**Collected data**
%%
PR #127, opened 2025-01-08
Getting started documentation

danielskinstad:


README.md
```diff
@@ -105,50 +157,164 @@ After writing the code, you need to register the Update Module into the Mender M
...
+
+The Artifact Name is arbitrary, but should be unique.
+
+```bash
+UPDATE_MODULE=<update_module>
+ARTIFACT_NAME=<artifact_name>
+DEVICE_TYPE=<device_type>
+
+mender-artifact write module-image \
+  --type $ZEPHYR_IMAGE\
```
vpodzime, line 312: `$UPDATE_MODULE`, right?

vpodzime (commented):
Looks generally good to me. I didn't add comments for small things, leaving those for the final-ish review(s)

README.md
danielskinstad: oops, yup

README.md
```diff
@@ -28,32 +31,80 @@ The decision to fork the original mender-mcu-client was made to:
 * **Provide Official Support**: Ensure that the project receives the necessary attention and
   resources from Northern.tech to meet the needs of the community and enterprise users.
 
+## Getting started
```
lluiscampos, line 34: We should keep "Get started". We use to have "getting" in docs.mender.io and we switched it and we want to be consistent

README.md
```diff
@@ -28,32 +31,80 @@ The decision to fork the original mender-mcu-client was made to:
...
+In the `mender-mcu-integration` repository you will find:
 * A reference `west` workspace for Zephyr OS builds, including `CMake` and `KConfig` configurations.
 * Sample application for how to use `mender-mcu` APIs.
 * A list of boards that we have so far tested.
 
 We recommend starting there to understand how we have designed our solution and then coming back
 here for more in-depth information.
 
+### Compatibility
+| Zephyr OS version | Bootloader |
```
lluiscampos, line 50: I don't think the bootloader should be in this table. On the one hand, because we don't plan to integrate with any other bootloader, and in the other hand because it is an update module specific thing.

When introducing the update module (I haven't read so far, but let's assume there is a section for it) then we shall specify that "zephyr-image" update module the module installed by default that integrates with MCUboot

README.md
```diff
@@ -28,32 +31,80 @@ The decision to fork the original mender-mcu-client was made to:
...
+|-------------------|------------|
+| v3.7.0            | MCUboot    |
+
+### Boards
+The reference board for `mender-mcu` is the [ESP32-S3-DevKitC](https://docs.espressif.com/projects/esp-dev-kits/en/latest/esp32s3/esp32-s3-devkitc-1/index.html#).
```
lluiscampos, line 55: I would link to the Zephyr board page instead

README.md
```diff
@@ -28,32 +31,80 @@ The decision to fork the original mender-mcu-client was made to:
...
+
+To build the project, you need a board that supports MCUboot. The following link will filter
+the officially supported boards that also support MCUboot:
+
+* [Zephyr Project supported boards with MCU boot](https://docs.zephyrproject.org/latest/gsearch.html?q=MCUboot&check_keywords=yes&area=default#gsc.tab=0&gsc.q=MCUboot&gsc.ref=more%3Aboards&gsc.sort=)
+
```
lluiscampos, line 61: This is not true. Only if you want to use our module. Otherwise you can develop your own module using the provided API.

So this I would move to the section where we introduce Update Modules.

README.md
```diff
@@ -28,32 +31,80 @@ The decision to fork the original mender-mcu-client was made to:
...
+
+### Setting up a West project with `mender-mcu` as a module
```
lluiscampos, line 63: Here and in other places,

```suggestion
### Setting up a West project with `mender-mcu` as a Zephyr module
```

or

```suggestion
### Setting up a West project with `mender-mcu` as a west module
```

I would make sure to say "west module" to avoid confusion with "mender module" or "mender update module"

README.md
```diff
@@ -28,32 +31,80 @@ The decision to fork the original mender-mcu-client was made to:
...
+In order to use `mender-mcu` as a [module](https://docs.zephyrproject.org/latest/develop/modules.html#modules-external-projects)
+in a [West project](https://docs.zephyrproject.org/latest/develop/west/basics.html#west-workspace), you will
+need to add `mender-mcu` to your project's west manifest:
+
+```yaml
+manifest:
+  remotes:
+  #...
+    - name: mender
+      url-base: https://github.com/mendersoftware
```
lluiscampos, line 76: This is not necessary if we use `url` in the module. I think it is cleaner to remove the `remotes`, as we expect only one module to be needed, but also specially here in the README for a shorter snippet.

README.md
```diff
@@ -28,32 +31,80 @@ The decision to fork the original mender-mcu-client was made to:
...
+      revision: main
+      path: modules/mender-mcu
+      import: true
+```
+
+Then you will need to initialize a Zephyr workspace based on the manifest,
+which can be done like so:
+```
+west init workspace --manifest-url https://url/to/repository-containing-manifest
+cd workspace && west update
```
lluiscampos, line 90: As a user, assuming that I already have my hello-world project initialized, how can I add Mender MCU module and then just update?

This might be a better instruction than assuming we start from scratch. Or at least we should include both

README.md
```diff
@@ -28,32 +31,80 @@ The decision to fork the original mender-mcu-client was made to:
...
+and are prefixed with `MENDER_`.
+
+You can use either `west build -t menuconfig` or `west build -t guiconfig` to open
+the configuration menu.
+
+The following option **must** be set in any configuration:
+* `MENDER_SERVER_TENANT_TOKEN` which is a token that identifies which tenant a device belongs to.
+
+You change the server from the default `https://hosted.mender.io` by changing the following option:
+* `MENDER_SERVER_HOST`
```
lluiscampos, line 107: Instead of just the server, I would here say something like:

The most common options to modify are the following:
* MENDER_SERVER_HOST
* intervals
* ?

README.md
```diff
@@ -105,50 +157,173 @@ After writing the code, you need to register the Update Module into the Mender M
 update module function in [`mender-client.h`](include/mender-client.h).
```
lluiscampos, line 158: We are missing an explicit section on zephyr-image module (see comments below)

README.md
```diff
@@ -105,50 +157,173 @@ After writing the code, you need to register the Update Module into the Mender M
...
-### Dependencies
-- CMake
-- libcurl
-- cJSON
+### Certificates
+See this [example](https://github.com/mendersoftware/mender-mcu-integration/blob/main/src/utils/certs.c) from mender-mcu-integration for a demo.
 
-Example for Ubuntu/Debian:
+The `mender-mcu` client can take up to two certificates; if you connect to hosted Mender,
+you will need one for the server and for downloading Mender Artifacts.
```
lluiscampos, line 172:
```suggestion
The `mender-mcu` client can take up to two certificates; typically one for the Server API calls and for downloading Mender Artifacts from the Server storage. The latter is optional.
```

Something like that?

README.md
```diff
@@ -105,50 +157,173 @@ After writing the code, you need to register the Update Module into the Mender M
...
+
+The certificate should be in DER format.
+You will need to generate an INC file from the certificate.
+
```
lluiscampos, line 176: This is not necessarily true, you can the certs in different ways. I would be more generic and link to sample code of Zephyr project.

lluiscampos (commented):
(I run out of time, I'll continue later!)

lluiscampos (commented):
Done now with the review. Overall looks pretty comprehensive to me. You are covering everything that I listed in the JIRA task so from that side is good.

I added few more comments.

I suggest you first do now a round of small fixing (based on my comments) and then besides us the developers ping also our PO an docs owner for final review. We might get more feedback wrt the technical level of this guide and we might need to either write more stuff and/or create follow-up tasks to refactor some parts (example: I could see the PO suggesting to move the HM certs to mender-mcu)

Thank you for tackling this one :popcorn:

README.md
danielskinstad: I couldn't find any code samples from Zephyr - do you know of any?

README.md
```diff
@@ -74,81 +121,184 @@ always ready.
...
 inventory of the client and sent to the Mender Server in the next inventory report.
 
-See the source code for more.
-
+* User Provided Keys. The client can be configured to use a provided a keypair. If set to
+`NULL`, the client will auto-generate its own keypair using ECDSA.
 
 ### Update Modules API
 
+The Update Modules API is exposed in [mender-update-module.h](include/mender-update-module.h).
```
estenberg, line 129: Update Module API

README.md
```diff
@@ -74,81 +121,184 @@ always ready.
...
-```
-### Building the Client
+### Certificates
+See this [example](https://github.com/mendersoftware/mender-mcu-integration/blob/main/src/utils/certs.c) from mender-mcu-integration for a demo.
 
-1. Configure the build:
-```
-cmake -C cmake/CMake_posix_defaults.txt -B build tests/smoke
-```
+The `mender-mcu` client can take up to two certificates; typically one for the Server API calls, and
```
estenberg, line 170: Good you document this clearly but this seems like a limit we need to increase. If certificates need rotation we need to have the building blocks. I think we at least need support for 4 (two for each).

README.md
```diff
@@ -74,81 +121,184 @@ always ready.
...
+
+mender-artifact write module-image \
+  --type $UPDATE_MODULE \
+  --file build/zephyr/zephyr.signed.bin \
+  --artifact-name $ARTIFACT_NAME \
+  --device-type $DEVICE_TYPE \
+  --compression none
+```
 ### Deployment
 After creating and uploading the artifact to the server, you should be able to deploy it to the device.
```
estenberg, line 303: Would make this more confident :) "should be" doesn't instill confidence

... upload the Artifact to the Mender server and deploy it to your device.

README.md
```diff
@@ -28,32 +31,76 @@ The decision to fork the original mender-mcu-client was made to:
...
 
-## Get Started
-
-Since the project is under active development, we recommend watching the repository or checking back
-regularly for updates. Detailed documentation and usage instructions will be provided as the project
-progresses.
-
-
-## Get started with Zephyr OS
+For using `mender-mcu` for the first time, we strongly recommend you start with our [Zephyr reference application](https://github.com/mendersoftware/mender-mcu-integration).
```
estenberg, line 36: Not only that (recommend), but the rest of the doc assumes that mender-mcu-integration is being used. State this clearly and why (E.g. To simplify first-time testing, we will use ...)

estenberg (changes requested):
Added a few suggestions.

README.md
lluiscampos: I don't think this is true - or at least was not my intention.

The README here should enough to do your integration. There are examples (like the networking) that are taken from mender-mcu-integration, but it is not a hard requirement to use mender-mcu-integration to follow the instructions here.

Do you disagree @danielskinstad ?

danielskinstad: I do not disagree. Do you think my updated comment still stands based on your comment?

README.md
lluiscampos: This brings a point that we should rather move all the certs handling into mender-mcu core repo. Right now in the core we define if there will be one or two, but then is the application (mender-mcu-integration or any other user application) that will add the certs via `tls_credential_add(...)`. Instead, we can (and should?) have the mender client init function add the certs.

I suggest we create a task for this and do not modify the README further. In the task we shall write that the README needs to be updated accordingly.

README.md
lluiscampos: My point was that it is not necessary to be in DER format, if you configure via Kconfig to accept PEM format.

Example of installing certs with PEM format: https://github.com/zephyrproject-rtos/zephyr/tree/v3.7.1/samples/net/sockets/big_http_download/src

Now, DER format is more efficient, so we should not recommend PEM.

So, how could we do this generic enough here? Maybe: saying that the client expects the user to add the certificates using `tls_credential_add`. Docs at https://docs.zephyrproject.org/latest/doxygen/html/group__tls__credentials.html

(Also, in relation to [this other comment](https://github.com/mendersoftware/mender-mcu/pull/127#discussion_r1912909389), we probably will get the rid of this friction point anyway - if we move it into mender-mcu core, then we can require that the cert is already in DER format or support converting it from CMake ourselves)

README.md
vpodzime: I don't quite see how this is part of the `mender-mcu` (client) scope. In my eyes, this is part of the "environment", just like the network setup and other similar things.

vpodzime (approved):
Looks good to me.

README.md
lluiscampos: That is a valid point (and the original point for having it out of Mender hands).

But it gets tricky for us when down in the code `zsock_setsockopt` needs to know the CA tags (up to 4).

At least we should think about how to simplify this part :thinking: We could maybe have yet another callback to get this `TLS_SEC_TAG_LIST` from the user.

To move the topic forward: discuss in next client team meeting and create a task either for moving it to mender-mcu (most likely not) or other ideas for decoupling it a bit (like mine above or others).

README.md
lluiscampos: It's good.

lluiscampos (approved):

estenberg (approved):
%%
**WORK INSTRUCTIONS**
A single number is the whole answer here: the number of lines in the data that include "will".

**ANSWER SPACE**
11